When it became clear that the 6% - 7% of the electorate supporting Nader could cost Gore the election, all of the liberal media launched a slander campaign. The Nation ran a special issue on how the Supreme Court was the central issue of the Presidential election, including scathing criticisms of Justices Antonin Scalia and Clarence Thomas. They also ran articles on how the most liberal justices could die at any time. The Nation asserted that Al Gore would be more likely to appoint liberals than reactionaries, but did not mention that Scalia was appointed by the unanimous vote of the Democrats in the US Senate - including Gore - and that Thomas' appointment was possible only when 11 U.S. Senators from the Democratic Party joined the Republicans to vote for him.
Television ads in Oregon and Washington ran proclaiming "A vote for Nader is a vote for Bush." Thousands of mailings and radio spots in California, Oregon, Washington State, Wisconsin and other states reached millions of people, several times, with the same message. Even automated telephone banks were used - using the voices of well-known personalities - in 135 cities across the country to squash the Nader campaign, that only a few weeks before was characterized as "irrelevant."
Democratic Vice Presidential candidate Joe Lieberman made special campaign stops in several states carrying the same message. Former Nader's Raiders, former friends of Nader, actors, rock stars and dozens of executives of the AFL-CIO also campaigned against him, and Marlo Thomas, the wife of prominent Nader supporter Phil Donahue, appeared on national television to denounce her own husband as a madman for campaigning against Al Gore.

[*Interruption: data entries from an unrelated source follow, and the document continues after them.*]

PR #1224, opened 2024-10-05
Implement Endless Zim Search Suggestions

ShaopengLin:
Fixes (part of) #413 

Changes:
  - Added a custom model to enable endless suggestions
  - Added basic UI elements such as the search header and icon of the zim for convenience.
  - Endless can be triggered by up/down/page-down keypresses and mouse scrolls.

Known Issues to be fixed in #1189: The first suggestion is hidden by the header due to QCompleter's incorrect size management.

### DIFF
--- a/src/searchbar.cpp
+++ b/src/searchbar.cpp
@@ -172,7 +172,8 @@ void SearchBarLineEdit::focusInEvent( QFocusEvent* event)
         event->reason() == Qt::MouseFocusReason ||
         event->reason() == Qt::ShortcutFocusReason) {
         connect(&m_completer, QOverload<const QModelIndex &>::of(&QCompleter::activated),
-        this, QOverload<const QModelIndex &>::of(&SearchBarLineEdit::openCompletion));
+                this, QOverload<const QModelIndex &>::of(&SearchBarLineEdit::openCompletion),
+                Qt::UniqueConnection);
     }
     QLineEdit::focusInEvent(event);
 }
--- a/src/searchbar.cpp
+++ b/src/searchbar.cpp
@@ -80,7 +80,7 @@ SearchBarLineEdit::SearchBarLineEdit(QWidget *parent) :
     m_suggestionView->setRootIsDecorated(false);
     m_suggestionView->setStyleSheet(KiwixApp::instance()->parseStyleFromFile(":/css/popup.css"));
 
-    connect(m_completer.popup()->verticalScrollBar(), &QScrollBar::valueChanged,
+    connect(m_suggestionView->verticalScrollBar(), &QScrollBar::valueChanged,
             this, &SearchBarLineEdit::onScroll);
 
     qRegisterMetaType<QList<SuggestionData>>("QList<SuggestionData>");
@@ -119,7 +119,7 @@ SearchBarLineEdit::SearchBarLineEdit(QWidget *parent) :
 
 void SearchBarLineEdit::hideSuggestions()
 {
-    m_completer.popup()->hide();
+    m_suggestionView->hide();
 }
 
 bool SearchBarLineEdit::eventFilter(QObject *, QEvent *event)
@@ -222,15 +222,15 @@ void SearchBarLineEdit::onScroll(int value)
        to intercept the scrolling in eventFilter so, until we find out how, this
        code is here to stay.
     */
-    if (!m_completer.popup()->currentIndex().isValid())
+    if (!m_suggestionView->currentIndex().isValid())
     {
-        const auto old = m_completer.popup()->verticalScrollBar()->blockSignals(true);
-        m_completer.popup()->scrollToBottom();
-        m_completer.popup()->verticalScrollBar()->blockSignals(old);
+        const auto old = m_suggestionView->verticalScrollBar()->blockSignals(true);
+        m_suggestionView->scrollToBottom();
+        m_suggestionView->verticalScrollBar()->blockSignals(old);
         return;
     }
 
-    const auto suggestionScroller = m_completer.popup()->verticalScrollBar();
+    const auto suggestionScroller = m_suggestionView->verticalScrollBar();
     const auto scrollMin = suggestionScroller->minimum();
     const auto scrollMax = suggestionScroller->maximum();
     const bool scrolledToEnd = value == suggestionScroller->maximum();
@@ -277,8 +277,8 @@ void SearchBarLineEdit::onInitialSuggestions(int)
         m_completer.complete();
 
         /* Make row 0 appear but do not highlight it */
-        const auto completerFirstIdx = m_completer.popup()->model()->index(0, 0);
-        const auto completerSelModel = m_completer.popup()->selectionModel();
+        const auto completerFirstIdx = m_suggestionView->model()->index(0, 0);
+        const auto completerSelModel = m_suggestionView->selectionModel();
         completerSelModel->setCurrentIndex(completerFirstIdx, QItemSelectionModel::Current);
     }
 }
@@ -286,9 +286,9 @@ void SearchBarLineEdit::onInitialSuggestions(int)
 void SearchBarLineEdit::onAdditionalSuggestions(int start)
 {
     /* Set selection to be at the last row of the previous list */
-    const auto completerStartIdx = m_completer.popup()->model()->index(start, 0);
-    m_completer.popup()->setCurrentIndex(completerStartIdx);
-    m_completer.popup()->show();
+    const auto completerStartIdx = m_suggestionView->model()->index(start, 0);
+    m_suggestionView->setCurrentIndex(completerStartIdx);
+    m_suggestionView->show();
 }
 
 void SearchBarLineEdit::fetchSuggestions(NewSuggestionHandlerFuncPtr callback)
--- a/src/searchbar.cpp
+++ b/src/searchbar.cpp
@@ -162,7 +162,7 @@ void SearchBarLineEdit::updateCompletion()
         return;
     }
     m_token++;
-    auto suggestionWorker = new SuggestionListWorker(m_searchbarInput, m_token, this);
+    auto suggestionWorker = new SuggestionListWorker(m_searchbarInput, m_token, 0, this);
     connect(suggestionWorker, &SuggestionListWorker::searchFinished, this,
     [=] (const QList<SuggestionData>& suggestionList, int token) {
         if (token != m_token) {
--- a/src/searchbar.cpp
+++ b/src/searchbar.cpp
@@ -49,7 +49,7 @@ void BookmarkButton::on_buttonClicked()
 
 SearchBarLineEdit::SearchBarLineEdit(QWidget *parent) :
     QLineEdit(parent),
-    m_completer(&m_completionModel, this)
+    m_completer(&m_suggestionModel, this)
 {
     setAlignment(KiwixApp::isRightToLeft() ? Qt::AlignRight : Qt::AlignLeft);
     mp_typingTimer = new QTimer(this);
@@ -111,8 +111,7 @@ void SearchBarLineEdit::hideSuggestions()
 
 void SearchBarLineEdit::clearSuggestions()
 {
-    QStringList empty;
-    m_completionModel.setStringList(empty);
+    m_suggestionModel.resetSuggestions();
     m_urlList.clear();
 }
 
@@ -175,7 +174,7 @@ void SearchBarLineEdit::updateCompletion()
             openCompletion(suggestions.first(), 0);
             return;
         }
-        m_completionModel.setStringList(suggestions);
+        m_suggestionModel.append(suggestions);
         m_completer.complete();
     });
     connect(suggestionWorker, &SuggestionListWorker::finished, suggestionWorker, &QObject::deleteLater);
--- a/src/searchbar.cpp
+++ b/src/searchbar.cpp
@@ -2,6 +2,7 @@
 
 #include <QCompleter>
 #include <QFocusEvent>
+#include <QScrollBar>
 
 #include "kiwixapp.h"
 #include "suggestionlistworker.h"
@@ -65,10 +66,14 @@ SearchBarLineEdit::SearchBarLineEdit(QWidget *parent) :
     setToolTip(gt("search"));
     m_completer.setCompletionMode(QCompleter::UnfilteredPopupCompletion);
     m_completer.setCaseSensitivity(Qt::CaseInsensitive);
-    m_completer.setMaxVisibleItems(16);
+
+    /* The items should be less than fetch size to enable scrolling. */
+    m_completer.setMaxVisibleItems(SuggestionListWorker::getFetchSize() / 2);
     setCompleter(&m_completer);
 
     m_completer.popup()->setStyleSheet(KiwixApp::instance()->parseStyleFromFile(":/css/popup.css"));
+    connect(m_completer.popup()->verticalScrollBar(), &QScrollBar::valueChanged,
+            this, &SearchBarLineEdit::onScroll);
 
     qRegisterMetaType<QList<SuggestionData>>("QList<SuggestionData>");
     connect(mp_typingTimer, &QTimer::timeout, this, &SearchBarLineEdit::updateCompletion);
@@ -165,6 +170,47 @@ void SearchBarLineEdit::updateCompletion()
     fetchSuggestions(&SearchBarLineEdit::onInitialSuggestions);
 }
 
+void SearchBarLineEdit::fetchMoreSuggestions()
+{
+    /* TODO: Refactor suggestion worker to re-use zim::SuggestionSearcher for
+       fetching more suggestion in a single archive. Currently we create a 
+       searcher for every fetch, and discarded after one use.
+    */
+    fetchSuggestions(&SearchBarLineEdit::onAdditionalSuggestions);
+}
+
+void SearchBarLineEdit::onScroll(int value)
+{
+    const auto suggestionScroller = m_completer.popup()->verticalScrollBar();
+    const auto scrollMin = suggestionScroller->minimum();
+    const auto scrollMax = suggestionScroller->maximum();
+    const bool scrolledToEnd = value == suggestionScroller->maximum();
+    if (m_aboutToScrollPastEnd)
+    {
+        if (scrolledToEnd)
+        {
+            /* The user's intention to scroll past end has been confirmed */
+            fetchMoreSuggestions();
+            m_aboutToScrollPastEnd = false; /* Relax until next time */
+        }
+        else
+        {
+            /* Scrolling past end did not happen - remove the extra scroll
+               room created for detecting the intention of scrolling past end
+            */
+            suggestionScroller->setRange(scrollMin, scrollMax - 1);
+            m_aboutToScrollPastEnd = false; /* ... and relax */
+        }
+    }
+    else if (scrolledToEnd)
+    {
+        /* The user has scrolled to end - monitor for furthur scrolling */
+        m_aboutToScrollPastEnd = true;
+        /* Create some fictitious room for an extra scroll */
+        suggestionScroller->setRange(scrollMin, scrollMax + 1);
+    }
+}
+
 void SearchBarLineEdit::openCompletion(const QModelIndex &index)
 {
     if (index.isValid())
@@ -181,6 +227,14 @@ void SearchBarLineEdit::onInitialSuggestions(int)
     } else {
         m_completer.complete();
     }
+}
+
+void SearchBarLineEdit::onAdditionalSuggestions(int start)
+{
+    /* Set selection to be at the last row of the previous list */
+    const auto completerStartIdx = m_completer.popup()->model()->index(start, 0);
+    m_completer.popup()->setCurrentIndex(completerStartIdx);
+    m_completer.popup()->show();
 }
 
 void SearchBarLineEdit::fetchSuggestions(NewSuggestionHandlerFuncPtr callback)
--- a/src/searchbar.cpp
+++ b/src/searchbar.cpp
@@ -71,7 +71,7 @@ SearchBarLineEdit::SearchBarLineEdit(QWidget *parent) :
 
     /* The items should be less than fetch size to enable scrolling. */
     m_completer.setMaxVisibleItems(SuggestionListWorker::getFetchSize() / 2);
-    setCompleter(&m_completer);
+    m_completer.setWidget(this);
 
     /* QCompleter's uses default list views, which do not have headers. */
     m_completer.setPopup(m_suggestionView);
@@ -171,8 +171,17 @@ void SearchBarLineEdit::focusInEvent( QFocusEvent* event)
     if (event->reason() == Qt::ActiveWindowFocusReason ||
         event->reason() == Qt::MouseFocusReason ||
         event->reason() == Qt::ShortcutFocusReason) {
+        connect(&m_completer, QOverload<const QString &>::of(&QCompleter::activated),
+                this, &QLineEdit::setText,Qt::UniqueConnection);
+
         connect(&m_completer, QOverload<const QModelIndex &>::of(&QCompleter::activated),
                 this, QOverload<const QModelIndex &>::of(&SearchBarLineEdit::openCompletion),
+                Qt::UniqueConnection);
+
+        connect(&m_completer, QOverload<const QModelIndex &>::of(&QCompleter::highlighted), this,
+                [=](const QModelIndex &index){
+                    setText(index.isValid() ? index.data().toString() : m_searchbarInput);
+                },
                 Qt::UniqueConnection);
     }
     QLineEdit::focusInEvent(event);
@@ -185,6 +194,7 @@ void SearchBarLineEdit::focusOutEvent(QFocusEvent* event)
         setText(m_title);
     }
     deselect();
+    disconnect(&m_completer, nullptr, this, nullptr);
     return QLineEdit::focusOutEvent(event);
 }
 
--- a/src/searchbar.cpp
+++ b/src/searchbar.cpp
@@ -117,7 +117,7 @@ void SearchBarLineEdit::hideSuggestions()
 
 bool SearchBarLineEdit::eventFilter(QObject *, QEvent *event)
 {
-    if (!m_aboutToScrollPastEnd)
+    if (!(m_aboutToScrollPastEnd && m_moreSuggestionsAreAvailable))
         return false;
 
     if (const auto e = dynamic_cast<QKeyEvent *>(event))
@@ -139,6 +139,7 @@ bool SearchBarLineEdit::eventFilter(QObject *, QEvent *event)
 void SearchBarLineEdit::clearSuggestions()
 {
     m_suggestionModel.resetSuggestions();
+    m_moreSuggestionsAreAvailable = false;
 }
 
 void SearchBarLineEdit::on_currentTitleChanged(const QString& title)
@@ -203,6 +204,12 @@ void SearchBarLineEdit::fetchMoreSuggestions()
 
 void SearchBarLineEdit::onScroll(int value)
 {
+    if (!m_moreSuggestionsAreAvailable)
+    {
+        m_aboutToScrollPastEnd = false;
+        return;
+    }
+
     /* Scrolling using key_down past end will teleport scroller to the top.
        We undo this here. Block signal to avoid recursion. We cannot find a way
        to intercept the scrolling in eventFilter so, until we find out how, this
@@ -283,6 +290,10 @@ void SearchBarLineEdit::fetchSuggestions(NewSuggestionHandlerFuncPtr callback)
                 }
 
                 m_suggestionModel.append(suggestionList);
+                const int listSize = suggestionList.size();
+                const bool hasFullText = listSize > 0 && suggestionList.back().isFullTextSearchSuggestion();
+                const int maxFetchSize = SuggestionListWorker::getFetchSize() + hasFullText;
+                m_moreSuggestionsAreAvailable = listSize >= maxFetchSize;
                 (this->*callback)(start);
             });
     connect(suggestionWorker, &SuggestionListWorker::finished, suggestionWorker, &QObject::deleteLater);
--- a/src/searchbar.cpp
+++ b/src/searchbar.cpp
@@ -274,7 +274,7 @@ void SearchBarLineEdit::onAdditionalSuggestions(int start)
 
 void SearchBarLineEdit::fetchSuggestions(NewSuggestionHandlerFuncPtr callback)
 {
-    const int start = m_suggestionModel.rowCount();
+    const int start = m_suggestionModel.countOfRegularSuggestions();
     const auto suggestionWorker = new SuggestionListWorker(m_searchbarInput, m_token, start, this);
     connect(suggestionWorker, &SuggestionListWorker::searchFinished, this,
             [=] (const QList<SuggestionData>& suggestionList, int token) {
@@ -296,11 +296,13 @@ QModelIndex SearchBarLineEdit::getDefaulSuggestionIndex() const
         return firstSuggestionIndex;
 
     /* If the first entry matches the typed text, use it as default, otherwise
-       use the last entry which is the fulltext search. */
+       use the last entry if fulltext search exist. */
     const auto firstSuggestionText = firstSuggestionIndex.data().toString();
     if (this->text().compare(firstSuggestionText, Qt::CaseInsensitive) == 0)
         return firstSuggestionIndex;
-    return m_suggestionModel.index(m_suggestionModel.rowCount() - 1);
+    else if (m_suggestionModel.hasFullTextSearchSuggestion())
+        return m_suggestionModel.index(m_suggestionModel.rowCount() - 1);
+    return QModelIndex();
 }
 
 SearchBar::SearchBar(QWidget *parent) :
--- a/src/searchbar.cpp
+++ b/src/searchbar.cpp
@@ -171,7 +171,7 @@ void SearchBarLineEdit::updateCompletion()
 
         m_suggestionModel.append(suggestionList);
         if (m_returnPressed) {
-            openCompletion(suggestionList.first().text, 0);
+            openCompletion(m_suggestionModel.index(0));
             return;
         }
         m_completer.complete();
@@ -182,20 +182,18 @@ void SearchBarLineEdit::updateCompletion()
 
 void SearchBarLineEdit::openCompletion(const QModelIndex &index)
 {
-    if (m_suggestionModel.rowCount() != 0) {
-        openCompletion(index.data().toString(), index.row());
-    }
-}
+    if (index.isValid())
+    {
+        QUrl url;
+        auto selectedSuggestionText = index.data().toString();
 
-void SearchBarLineEdit::openCompletion(const QString& text, int index)
-{
-    QUrl url;
-    if (this->text().compare(text, Qt::CaseInsensitive) == 0) {
-        url = m_suggestionModel.index(index).data(Qt::UserRole).toUrl();
-    } else {
-        url = m_suggestionModel.index(m_suggestionModel.rowCount() - 1).data(Qt::UserRole).toUrl();
+        if (this->text().compare(selectedSuggestionText, Qt::CaseInsensitive) == 0) {
+            url = index.data(Qt::UserRole).toUrl();
+        } else {
+            url = m_suggestionModel.index(m_suggestionModel.rowCount() - 1).data(Qt::UserRole).toUrl();
+        }
+        QTimer::singleShot(0, [=](){KiwixApp::instance()->openUrl(url, false);});
     }
-    QTimer::singleShot(0, [=](){KiwixApp::instance()->openUrl(url, false);});
 }
 
 SearchBar::SearchBar(QWidget *parent) :
--- a/src/searchbar.cpp
+++ b/src/searchbar.cpp
@@ -70,7 +70,7 @@ SearchBarLineEdit::SearchBarLineEdit(QWidget *parent) :
 
     m_completer.popup()->setStyleSheet(KiwixApp::instance()->parseStyleFromFile(":/css/popup.css"));
 
-    qRegisterMetaType<QVector<QUrl>>("QVector<QUrl>");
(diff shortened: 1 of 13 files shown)


src/searchbar.cpp
```diff
@@ -183,20 +182,17 @@ void SearchBarLineEdit::updateCompletion()
...
+        auto editText = index.data().toString();
+        if (this->text().compare(editText, Qt::CaseInsensitive) == 0) {
+            url = index.data(Qt::UserRole).toUrl();
+        } else {
+            url = m_suggestionModel.lastIndex().data(Qt::UserRole).toUrl();
+        }
+        QTimer::singleShot(0, [=](){KiwixApp::instance()->openUrl(url, false);});
     }
-    QTimer::singleShot(0, [=](){KiwixApp::instance()->openUrl(url, false);});
 }
```
veloman-yunkan: I think it's better to remove the parameter from `SearchBarLineEdit::openCompletion()` and rename it to `openDefaultCompletion()`

src/searchbar.cpp
```diff
@@ -183,20 +182,17 @@ void SearchBarLineEdit::updateCompletion()
...
-        url = m_urlList.last();
+    if (m_suggestionModel.rowCount() != 0) 
+    {
+        QUrl url;
+        auto editText = index.data().toString();
+        if (this->text().compare(editText, Qt::CaseInsensitive) == 0) {
+            url = index.data(Qt::UserRole).toUrl();
+        } else {
+            url = m_suggestionModel.lastIndex().data(Qt::UserRole).toUrl();
+        }
```
veloman-yunkan, line 291: I guess the logic here is select the first suggestion if it fully matches the search text otherwise perform full text search which should be at the end. However if the ZIM file doesn't contain a full text search database then the full text search suggestion is not generated.

src/searchbar.cpp
```diff
@@ -65,10 +66,14 @@ SearchBarLineEdit::SearchBarLineEdit(QWidget *parent) :
     setToolTip(gt("search"));
     m_completer.setCompletionMode(QCompleter::UnfilteredPopupCompletion);
     m_completer.setCaseSensitivity(Qt::CaseInsensitive);
-    m_completer.setMaxVisibleItems(16);
+
+    /* The items should be less than fetch size to enable scrolling. */
+    m_completer.setMaxVisibleItems(8);
```
veloman-yunkan, line 73: 8 is a magic number. Why not `SuggestionListWorker::getFetchSize() - 1` (which also provides for a longer list of visible suggestions)?

src/searchbar.cpp
```diff
@@ -184,11 +184,12 @@ void SearchBarLineEdit::updateCompletion()
     m_token++;
     auto suggestionWorker = new SuggestionListWorker(m_searchbarInput, m_token, 0, this);
     connect(suggestionWorker, &SuggestionListWorker::searchFinished, this,
-    [=] (const QStringList& suggestions, const QVector<QUrl>& urlList, int token) {
+    [=] (const QStringList& suggestions, const QVector<QUrl>& urlList, bool hasFullText, int token) {
```
veloman-yunkan, line 194: A more straightforward solution (assuming the rest of my design change proposals are implemented) is to introduce a member function `bool SuggestionData::isFullTextSearchSuggestion() const` that works off the contents of the host part of the url (checks if it ends with `.search`).

veloman-yunkan (changes requested):

veloman-yunkan:
Also there is the following bug:

1. Open the [Ray Charles ZIM file](https://github.com/kiwix/libkiwix/blob/13.1.0/test/data/zimfile.zim) 
2. Start typing **beatles** in the search box

As soon as you have typed the first three letters (**bea**) the text in the search box automatically changes to **bea (Fulltext search)**.

src/searchbar.cpp
ShaopengLin: I will use `SuggestionListWorker::getFetchSize() / 2` here. Reason being endless suggestions need a scroller to work (otherwise no scrolling could happen...), which the view wouldn't have if it can contain all the entries without scrolling.

src/searchbar.cpp
ShaopengLin: I don't believe we can remove the parameter, this function opens the completion based on the user-selected index in `focusInEvent`.

src/suggestionlistmodel.h
```diff
@@ -15,10 +16,12 @@ class SuggestionListModel : public QAbstractListModel
...
 
     void resetSuggestions();
-    void append(const QStringList& suggestions);
+    void append(const QStringList& suggestions, const QVector<QUrl>& urlList);
+
+    QModelIndex lastIndex() const;
 
 private:
-    QList<QString> m_suggestions;
+    QList<QPair<QString, QUrl>> m_suggestions;
```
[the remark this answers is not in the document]
ShaopengLin: Done

src/searchbar.cpp
ShaopengLin: Done, added clause to simply return if we do not have full text in this situation.

src/searchbar.cpp
ShaopengLin: Done

ShaopengLin:
@veloman-yunkan The bug is caused by the absence of the commits that prevent suggestion completer flickering. I added those and the bug should be solved.

src/searchbar.cpp
veloman-yunkan: > I will use `SuggestionListWorker::getFetchSize() / 2` here.

Why won't `SuggestionListWorker::getFetchSize() - 1` work?

src/searchbar.cpp
veloman-yunkan: I see. I only payed attention to its usage in `SearchBarLineEdit::updateCompletion()` where it is called directly with an argument of `m_suggestionModel.index(0)` and missed its usage in `SearchBarLineEdit::focusInEvent()`. But then the code logic is a little confusing for the scenario when a suggestion is selected from the list - it must be clarified that upon selection of an item from the completer popup the content of the search box is updated with the text of the selected item.

Besides the name of the variable `editText` seems to be misleading - that semantics better fits the expression `this->text()` rather than `index.data().toString()` which is better described by `selectedSuggestionText` or `selectedItemText`.

src/suggestionlistmodel.cpp
```diff
@@ -55,6 +57,7 @@ void SuggestionListModel::append(const QList<SuggestionData>& suggestionList)
 
     for (const auto& suggestion : suggestionList)
         m_suggestions.append(suggestion);
+    setNoMoreSuggestion(suggestionList.size());
```
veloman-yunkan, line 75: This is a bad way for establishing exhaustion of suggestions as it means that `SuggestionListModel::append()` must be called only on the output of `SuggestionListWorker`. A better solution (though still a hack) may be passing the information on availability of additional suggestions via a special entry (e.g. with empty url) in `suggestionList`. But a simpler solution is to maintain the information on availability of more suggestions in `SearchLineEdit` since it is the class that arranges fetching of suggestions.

Tens of millions of dollars were spent to launch accusations that Nader was an "egomaniac," a "radical idealist without purpose" and a "careerist" that was trying to "advance his own image." The words uttered by then independent candidate John Anderson resonated in Nader's ears: "Instantly, I become a pariah. Those who admired me, now slander me. Those who claimed to be my friends, are now part of the campaign to stop me as if I'm Public Enemy Number. 1." In 1999, Anderson recognized that running for President in 1980 condemned him to social and political ostracism. Hardly a road for an egomaniac to build a career.
This cynical negative campaign succeeded in recapturing Nader's softer supporters, those who were planning to "send a message" to the Democrats. It also had the effect of consolidating the true believers. 2.7 million voters openly broke with the Democratic Party on November 7, with potentially disastrous results for the bipartisan system as a whole.
From a Stone in the Shoe to a Brick in the Eye
While the Democrats were desperately fighting for a few thousand votes in Florida to get the 25 Electoral College votes from that state, 97,000 Nader voters - or 2% of the total votes in Florida - were silent witnesses of the hemorrhage from the left that threw the Democrats into crisis and uncovered the fraudulent, exclusionary nature of the system. In the states on the second line of the conflict - Oregon and Wisconsin - the Nader vote held the key to the crisis as well. In Iowa, where Nader was not a factor, Democrats and Republicans accused each other of dirty tricks on Election Day.
If a certain percentage of Nader's vote would have gone to Gore, it would have been enough to put Gore over the top in Florida, New Hampshire, New Mexico, Oregon, and Wisconsin. In New Hampshire, where Gore lost to Bush by 1% Nader received 4% of the vote. In New Mexico, a state which Gore initially appeared to capture by 2%, a Republican-motivated recount shows Bush as the victor by a measly four votes. Nader's support in New Mexico: 4%.
Of all of these states, Florida is the whirling blade in this blender of electoral confusion. Early on election night, the mainstream media proclaimed Florida a victory for Al Gore, giving him Florida's 25 Electors. Florida Governor Jeb Bush had what his big brother the Republican presidential candidate called an "interesting emotional response." A few hours later, when Florida's final results came in, it appeared as though Jeb Bush's fraud machine had pulled his big brother's fat out of the fire. Both Bush and Gore had an even 49% of the Florida electorate, but Bush had 1,784 more votes. 97,000 Floridians cast votes for Ralph Nader.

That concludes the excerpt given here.